Would you transcribe the records word for word, please?

| MATERIAL SHOWN |
########################################

PR #162080, opened 2025-09-03
ci: Disable all jobs that require mi250

seemethere:
* __->__ #162080

We don't have nodes for these right now and this is causing us to queue
forever. If this is still the case after a week then I'm deleting all of
these.


jeffdaily:
@seemethere we need to switch the binary smoketests from mi250 to mi300.  See https://github.com/pytorch/pytorch/pull/162044/files.

huydhn (approved):

jithunnair-amd:
@seemethere Moving to Draft until you have acknowledged [Jeff's comment](https://github.com/pytorch/pytorch/pull/162080#issuecomment-3250318678)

########################################

| ANSWER SECTION |
PR #162080, opened 2025-09-03
ci: Disable all jobs that require mi250

seemethere:
* __->__ #162080

We don't have nodes for these right now and this is causing us to queue
forever. If this is still the case after a week then I'm deleting all of
these.


jeffdaily:
@seemethere we need to switch the binary smoketests from mi250 to mi300.  See https://github.com/pytorch/pytorch/pull/162044/files.

huydhn (approved):

jithunnair-amd:
@seemethere Moving to Draft until you have acknowledged [Jeff's comment](https://github.com/pytorch/pytorch/pull/162080#issuecomment-3250318678)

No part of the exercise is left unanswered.